ProxyBroker
                                
                                 ProxyBroker copied to clipboard
                                
                                    ProxyBroker copied to clipboard
                            
                            
                            
                        Check if the proxy modifies traffic
A neat feature would be to check if the proxy was injecting ads/javascript (or in any other way modifying traffic)
Yes, this feature is in the TODO. I think the only way to implement this is to compare a checksum. If anyone have other options I'm ready to discuss =)
Yes, this feature is in the TODO.
Well I completely missed it, sorry about that.
I think the only way to implement this is to compare a checksum.
You might also be able to do size and number of files returned as well. Also sending data thru the proxy and seeing if it was changed on it's way to it's destination would be another way to tell if the proxy was messy with the traffic
Theres no real way to compare websites 100% because each html will be rendered different in each request. Checksum will fail so often.
An idea will be to save a list of web elements (the html dom names, not their content) and compare the main structure. You will notice changes for ads or div created between direct and proxy requests.
@erm3nda or you could just request a static web page retard
@erm3nda I partially agree with this comment as checksum doesn't have to be index.html specific. Another method would be to do a checksum on the website's resources; i.e., its main .css file, js files, etc. Whatever the case -- whether it is checksum or specific HTML -- there are only two ways this can be achieved:
- Statistically, by verifying > ~10% of proxies respond with the same DOM/checksum request.
- Request from the local machine that saves either checksum or DOM state to be verified against all proxies. This method, however, exposes the IP of the user using ProxyBroker.
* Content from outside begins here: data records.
PR #3062, opened 2020-07-30
Update nuget to 5.6.0

mjroghelia:


src/Misc/externals.sh
```diff
@@ -151,7 +151,7 @@ if [[ "$PACKAGERUNTIME" == "win-x64" ]]; then
     acquireExternalTool "$NODE_URL/v${NODE_VERSION}/win-x64/node.lib" node/bin
     acquireExternalTool "$NODE_URL/v${NODE10_VERSION}/win-x64/node.exe" node10/bin
     acquireExternalTool "$NODE_URL/v${NODE10_VERSION}/win-x64/node.lib" node10/bin
-    acquireExternalTool "https://dist.nuget.org/win-x86-commandline/v3.3.0/nuget.exe" nuget
+    acquireExternalTool "https://dist.nuget.org/win-x86-commandline/v5.6.0/nuget.exe" nuget
```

Another thing to mention is the fact that not all websites are rendered the same depending on the language. Take NYTimes.com, for example:
- nytimes.com
- cn.nytimes.com
Both websites look fairly similar, but it seems that their HTML is rendered differently. Therefore, I believe, it would be preferred the client serves a proper Accept-Language header and verifies the Content-Language in the checking of the page on top of whatever other mechanism is being done to verify the page.